WORK TO BE COMPLETED:
Write out the complete data exactly as written.

TASK INPUT:
PR #795, opened 2017-01-23
Added Naver to the list of known CDNs

difro:
Please add [Naver](https://en.wikipedia.org/wiki/Naver)'s CDN to the known CDN list.

```
$ $ curl -si -D- -o /dev/null 'https://ssl.pstatic.net/sstatic/search/favicon/favicon_140327.ico'
HTTP/1.1 200 OK
Date: Tue, 03 Jan 2017 12:41:55 GMT
Server: Testa/4.8.6
Last-Modified: Thu, 27 Mar 2014 06:34:55 GMT
ETag: "1536-4f590c88381c0"
Accept-Ranges: bytes
Content-Length: 5430
Cache-Control: max-age=31536000
Expires: Wed, 03 Jan 2018 12:41:55 GMT
Vary: Accept-Encoding
Content-Type: image/x-icon
Age: 1709048
Strict-Transport-Security: max-age=31536000
```

### DIFF
--- a/agent/wpthook/cdn.h
+++ b/agent/wpthook/cdn.h
@@ -219,7 +219,8 @@ CDN_PROVIDER_HEADER cdnHeaderList[] = {
   {"server", "Sucuri/Cloudproxy", "Sucuri Firewall"},
   {"x-sucuri-id", "", "Sucuri Firewall"},
   {"server", "Netlify", "Netlify"},
-  {"section-io-id", "", "section.io"}
+  {"section-io-id", "", "section.io"},
+  {"server", "Testa/", "Naver"}
 };
 
 // Specific providers that require multiple headers


pmeenan:
Does Naver run their own CDN or is that Naver's static domain which runs on top of other CDN's (or a hybrid)?  Testing from Virginia, it looks like ssl.pstatic.net is hosted on Akamai.

difro:
Yeah, it's a hybrid.

Only the requests originating from S.Korea are directed to our own CDN. The rest of the world sees the other CDN's.

pmeenan:
It will take a few days to actually show up.  Changes only take effect when I roll out a new agent and I usually don't roll just for CDN changes (but it won't be past the end of the week for sure).

PR #808, opened 2017-02-09
Create .dockerignore

jangrewe:
Don't send the `.git` folder to the Docker context when building the image, which saves (currently) 627MB during the build.


sburnicki:
Good point. Actually the file could also look like
```
*
!Dockerfile
!www
```
Since we only need the www folder (don't know about the Dockerfile itself). This effectively reduces the build context to 56MB :)

jangrewe:
The Dockerfile is ignored automatically, IIRC, but `www` is actually required - else you'd have no content to display!

sburnicki:
Okay, then it could come down to
```
*
!www
```
which means: Exclude everything but the `www` folder (see https://docs.docker.com/engine/reference/builder/#/dockerignore-file)

jangrewe:
Well, you'd also have to exclude the `docker` folder, because that is also partially copied. I think we're fine by at least excluding `.git` withouth breaking anything.

sburnicki:
Okay ;)

PR #814, opened 2017-02-15
feat: add lighthouse option to node agent

patrickhulce:


agent/js/src/wd_server.js
```diff
@@ -155,7 +155,8 @@ WebDriverServer.prototype.initIpc = function() {
  */
 WebDriverServer.prototype.init = function(args) {
   'use strict';
-  args.startURL = args.task['Capture Video'] ? ORANGE_PAGE_URL_ : BLANK_PAGE_URL_;
+  args.startURL = args.task['Capture Video'] && !args.task.lighthouse ? 
+      ORANGE_PAGE_URL_ : BLANK_PAGE_URL_;
```
patrickhulce: I think it'll be better to have lighthouse change it's about:blank to arbitrary this rather than try to orchestrate the tab ID navigation, etc

agent/js/src/wd_server.js
```diff
@@ -1142,8 +1160,11 @@ WebDriverServer.prototype.runPageLoad_ = function(browserCaps) {
     this.startChrome_(browserCaps);
```
patrickhulce: this doesn't seem to be a problem in practice even though I think it should... Does Chrome always get closed in between runs?

agent/js/src/wd_server.js
```diff
@@ -896,12 +896,20 @@ WebDriverServer.prototype.clearPageAndStartVideoDevTools_ = function() {
       this.networkCommand_('setExtraHTTPHeaders', {'headers': this.task_.headers});
     this.pageCommand_('enable');
   }
+};
+
+/**
+ * Blanks out the browser at the beginning of a test, using DevTools.
+ * @private
+ */
+WebDriverServer.prototype.holdBlankAndStartVideoDevTools_ = function() {
```
patrickhulce: Other name ideas welcome, just wanted to update from what I assume was drift over time.

agent/js/src/wd_server.js
pmeenan: In the case of video capture, the orange page needs to be up at the time of the start of the capture.  Unless lighthouse is going to run the screenrecord, the page needs to be loaded before lighthouse starts.

agent/js/src/wd_server.js
pmeenan: sgtm

agent/js/src/wd_server.js
```diff
@@ -896,12 +896,20 @@ WebDriverServer.prototype.clearPageAndStartVideoDevTools_ = function() {
...
+ */
+WebDriverServer.prototype.holdBlankAndStartVideoDevTools_ = function() {
+  'use strict';
   if (1 === this.task_['Capture Video']) {  // Emit video sync, start recording
     this.getCapabilities_().then(function(caps) {
       if (!caps.videoRecording) {
         return;
       }
-      if (!this.browser_.isBlackBox) {
+      if (!this.browser_.isBlackBox && !this.task_.lighthouse) {
```
pmeenan: Actually, the getResourceTree bit is no longer used and I can clean it up.  The main thing is that you still need to start video capture and wait the 500ms in lighthouse mode (and only skip the tracing).  It might be cleaner to just have the lighthouse check inside of scheduleStartTracingIfRequested_()

agent/js/src/wd_server.js
patrickhulce: Discussed separately, but conclusion is that this will not be needed for now. 

I will investigate potential IPC communication in lighthouse to notify the agent that the orange screen is being displayed and will fallback to trimming the video up until lighthouse's orange page rather than WPTs.

patrickhulce:
@pmeenan did you want to wait for your cleanup to merge or do I have action items first? Since the recording details involve adding LH implementation to WPT anyway I was hoping to save that for a future PR and keep the reviews small and incremental.

patrickhulce:
bump :) any action required on my part for this?

pmeenan:
Doesn't look like the PR was updated for the comments above.  Specifically, keeping the orange page and waiting the 500ms before starting lighthouse.

patrickhulce:
Ah, those were my clarifying comments, I had thought we settled on addressing those later hence the "this will not be needed for now". Will do.

pmeenan:
np, I can go either way since it doesn't affect the default path.  If you are ok with how it is now and cleanup coming later as integration progresses I'm happy to merge.

patrickhulce:
Yep I've already done it locally and will be in next PR coming imminently! :)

EXERCISE OUTPUT:
PR #795, opened 2017-01-23
Added Naver to the list of known CDNs

difro:
Please add [Naver](https://en.wikipedia.org/wiki/Naver)'s CDN to the known CDN list.

```
$ $ curl -si -D- -o /dev/null 'https://ssl.pstatic.net/sstatic/search/favicon/favicon_140327.ico'
HTTP/1.1 200 OK
Date: Tue, 03 Jan 2017 12:41:55 GMT
Server: Testa/4.8.6
Last-Modified: Thu, 27 Mar 2014 06:34:55 GMT
ETag: "1536-4f590c88381c0"
Accept-Ranges: bytes
Content-Length: 5430
Cache-Control: max-age=31536000
Expires: Wed, 03 Jan 2018 12:41:55 GMT
Vary: Accept-Encoding
Content-Type: image/x-icon
Age: 1709048
Strict-Transport-Security: max-age=31536000
```

### DIFF
--- a/agent/wpthook/cdn.h
+++ b/agent/wpthook/cdn.h
@@ -219,7 +219,8 @@ CDN_PROVIDER_HEADER cdnHeaderList[] = {
   {"server", "Sucuri/Cloudproxy", "Sucuri Firewall"},
   {"x-sucuri-id", "", "Sucuri Firewall"},
   {"server", "Netlify", "Netlify"},
-  {"section-io-id", "", "section.io"}
+  {"section-io-id", "", "section.io"},
+  {"server", "Testa/", "Naver"}
 };
 
 // Specific providers that require multiple headers


pmeenan:
Does Naver run their own CDN or is that Naver's static domain which runs on top of other CDN's (or a hybrid)?  Testing from Virginia, it looks like ssl.pstatic.net is hosted on Akamai.

difro:
Yeah, it's a hybrid.

Only the requests originating from S.Korea are directed to our own CDN. The rest of the world sees the other CDN's.

pmeenan:
It will take a few days to actually show up.  Changes only take effect when I roll out a new agent and I usually don't roll just for CDN changes (but it won't be past the end of the week for sure).

PR #808, opened 2017-02-09
Create .dockerignore

jangrewe:
Don't send the `.git` folder to the Docker context when building the image, which saves (currently) 627MB during the build.


sburnicki:
Good point. Actually the file could also look like
```
*
!Dockerfile
!www
```
Since we only need the www folder (don't know about the Dockerfile itself). This effectively reduces the build context to 56MB :)

jangrewe:
The Dockerfile is ignored automatically, IIRC, but `www` is actually required - else you'd have no content to display!

sburnicki:
Okay, then it could come down to
```
*
!www
```
which means: Exclude everything but the `www` folder (see https://docs.docker.com/engine/reference/builder/#/dockerignore-file)

jangrewe:
Well, you'd also have to exclude the `docker` folder, because that is also partially copied. I think we're fine by at least excluding `.git` withouth breaking anything.

sburnicki:
Okay ;)

PR #814, opened 2017-02-15
feat: add lighthouse option to node agent

patrickhulce:


agent/js/src/wd_server.js
```diff
@@ -155,7 +155,8 @@ WebDriverServer.prototype.initIpc = function() {
  */
 WebDriverServer.prototype.init = function(args) {
   'use strict';
-  args.startURL = args.task['Capture Video'] ? ORANGE_PAGE_URL_ : BLANK_PAGE_URL_;
+  args.startURL = args.task['Capture Video'] && !args.task.lighthouse ? 
+      ORANGE_PAGE_URL_ : BLANK_PAGE_URL_;
```
patrickhulce: I think it'll be better to have lighthouse change it's about:blank to arbitrary this rather than try to orchestrate the tab ID navigation, etc

agent/js/src/wd_server.js
```diff
@@ -1142,8 +1160,11 @@ WebDriverServer.prototype.runPageLoad_ = function(browserCaps) {
     this.startChrome_(browserCaps);
```
patrickhulce: this doesn't seem to be a problem in practice even though I think it should... Does Chrome always get closed in between runs?

agent/js/src/wd_server.js
```diff
@@ -896,12 +896,20 @@ WebDriverServer.prototype.clearPageAndStartVideoDevTools_ = function() {
       this.networkCommand_('setExtraHTTPHeaders', {'headers': this.task_.headers});
     this.pageCommand_('enable');
   }
+};
+
+/**
+ * Blanks out the browser at the beginning of a test, using DevTools.
+ * @private
+ */
+WebDriverServer.prototype.holdBlankAndStartVideoDevTools_ = function() {
```
patrickhulce: Other name ideas welcome, just wanted to update from what I assume was drift over time.

agent/js/src/wd_server.js
pmeenan: In the case of video capture, the orange page needs to be up at the time of the start of the capture.  Unless lighthouse is going to run the screenrecord, the page needs to be loaded before lighthouse starts.

agent/js/src/wd_server.js
pmeenan: sgtm

agent/js/src/wd_server.js
```diff
@@ -896,12 +896,20 @@ WebDriverServer.prototype.clearPageAndStartVideoDevTools_ = function() {
...
+ */
+WebDriverServer.prototype.holdBlankAndStartVideoDevTools_ = function() {
+  'use strict';
   if (1 === this.task_['Capture Video']) {  // Emit video sync, start recording
     this.getCapabilities_().then(function(caps) {
       if (!caps.videoRecording) {
         return;
       }
-      if (!this.browser_.isBlackBox) {
+      if (!this.browser_.isBlackBox && !this.task_.lighthouse) {
```
pmeenan: Actually, the getResourceTree bit is no longer used and I can clean it up.  The main thing is that you still need to start video capture and wait the 500ms in lighthouse mode (and only skip the tracing).  It might be cleaner to just have the lighthouse check inside of scheduleStartTracingIfRequested_()

agent/js/src/wd_server.js
patrickhulce: Discussed separately, but conclusion is that this will not be needed for now. 

I will investigate potential IPC communication in lighthouse to notify the agent that the orange screen is being displayed and will fallback to trimming the video up until lighthouse's orange page rather than WPTs.

patrickhulce:
@pmeenan did you want to wait for your cleanup to merge or do I have action items first? Since the recording details involve adding LH implementation to WPT anyway I was hoping to save that for a future PR and keep the reviews small and incremental.

patrickhulce:
bump :) any action required on my part for this?

pmeenan:
Doesn't look like the PR was updated for the comments above.  Specifically, keeping the orange page and waiting the 500ms before starting lighthouse.

patrickhulce:
Ah, those were my clarifying comments, I had thought we settled on addressing those later hence the "this will not be needed for now". Will do.

pmeenan:
np, I can go either way since it doesn't affect the default path.  If you are ok with how it is now and cleanup coming later as integration progresses I'm happy to merge.

patrickhulce:
Yep I've already done it locally and will be in next PR coming imminently! :)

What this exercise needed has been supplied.